- _Exercise aim_: Line count for "same": give the number of lines in the records below that hold it, and nothing else.

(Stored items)
PR #4118, opened 2020-09-07
[res/TensorFlowLiteRecipes] Add LogSoftmax_U8_000

underflow101:
Parent Issue: #1880
Fired Issue: #4119 

This commit enable U8 recipe for LogSoftmax_000 Op.

Please review this PR, @seanshpark .
I'll be happy to get feedback and change to make improvement.

Thank you.

(Derived from SOS Mine Project)

Signed-off-by: underflow101 <ikarus125@gmail.com>

### DIFF
--- a/res/TensorFlowLiteRecipes/LogSoftmax_U8_000/test.recipe
+++ b/res/TensorFlowLiteRecipes/LogSoftmax_U8_000/test.recipe
@@ -1,0 +1,21 @@
+operand {
+  name: "ifm"
+  type: UINT8
+  shape { dim: 1 dim: 3 dim: 3 dim: 2 }
+  quant { min: -10 max: 10 scale: 0.0625 zero_point: 255 }
+}
+operand {
+  name: "ofm"
+  type: UINT8
+  shape { dim: 1 dim: 3 dim: 3 dim: 2 }
+  quant { min: -10 max: 10 scale: 0.0625 zero_point: 255 }
+}
+operation {
+  type: "LogSoftmax"
+  log_softmax_options {
+  }
+  input: "ifm"
+  output: "ofm"
+}
+input: "ifm"
+output: "ofm"
--- a/res/TensorFlowLiteRecipes/LogSoftmax_U8_000/test.recipe
+++ b/res/TensorFlowLiteRecipes/LogSoftmax_U8_000/test.recipe
@@ -2,13 +2,13 @@ operand {
   name: "ifm"
   type: UINT8
   shape { dim: 1 dim: 3 dim: 3 dim: 2 }
-  quant { min: -10 max: 10 scale: 0.0625 zero_point: 255 }
+  quant { min: -4.952 max: 4.939 scale: 0.0388 zero_point: 128 }
 }
 operand {
   name: "ofm"
   type: UINT8
   shape { dim: 1 dim: 3 dim: 3 dim: 2 }
-  quant { min: -10 max: 10 scale: 0.0625 zero_point: 255 }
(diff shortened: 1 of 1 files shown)


res/TensorFlowLiteRecipes/LogSoftmax_U8_000/test.recipe
```diff
@@ -0,0 +1,21 @@
+operand {
+  name: "ifm"
+  type: UINT8
+  shape { dim: 1 dim: 3 dim: 3 dim: 2 }
+  quant { min: -10 max: 10 scale: 0.0625 zero_point: 255 }
```
seanshpark, line 5: Is there a reason for using 255 as ZP?
I'm not good at quantization... , if ZP is 255, how is near max value, say 9.9 represented?

jinevening: > if ZP is 255, how is near max value, say 9.9 represented?

If zp is 255, only negative or zero values can be expressed.

@underflow101 , I think quantparam should be changed to something like below.

Input qparam
min: -4.952, max: 4.939, scale: 0.0388, zero_point: 128

Output qparam
min: -15.9375, max: 0, scale: 0.0625, zero_point: 255

underflow101: Hmm... This must be from my lack of understanding. I apologize for this. I will re-commit after editing.

I re-calculated input's quantizationparams according to `TestUtils.h` under `luci-interpreter/src/kernel` dir, and understood why zero_point of ifm has to be 128.

Thank you so much for your advice @seanshpark @jinevening.

But why `min: -4.952` & `max: 4.939`?
[reference link](https://github.com/tensorflow/tensorflow/blob/master/tensorflow/lite/kernels/activations_test.cc#L1987-L2008)
> `      /*input=*/{TensorType_UINT8, {2, 4}, -10, 10},`

The reference shows input of `kmin = -10`, `kmax = 10`.

jinevening: > But why min: -4.952 & max: 4.939?

I just picked the numbers from another example. 

> The reference shows input of kmin = -10, kmax = 10.

You don't have to use the min/max values in the test code for the recipe. You can use any min/max for ifm. The important thing is that scale and zero point should be calculated based on the corresponding min/max values.

underflow101: >You don't have to use the min/max values in the test code for the recipe. You can use any min/max for ifm. The important thing is that scale and zero point should be calculated based on the corresponding min/max values.

Oh, now I fully understood!! :D

Thank you so much for your explanation!

jinevening: You can set min/max to -10/+10, same as the values in the test code. If so, please calculate scale and zero point using `quantizationParams` in `TestUtils.h`.

jinevening (approved):
LGTM

res/TensorFlowLiteRecipes/LogSoftmax_U8_000/test.recipe
underflow101: > You can set min/max to -10/+10, same as the values in the test code. If so, please calculate scale and zero point using quantizationParams in TestUtils.h.

If I set min/max to -10/+10, scale would be 0.078431 and zero_point would be 128...!
I'll do better from now on :)
Thank you so much, @jinevening :D

seanshpark (approved):
LGTM thank you!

- _Finished task_: 2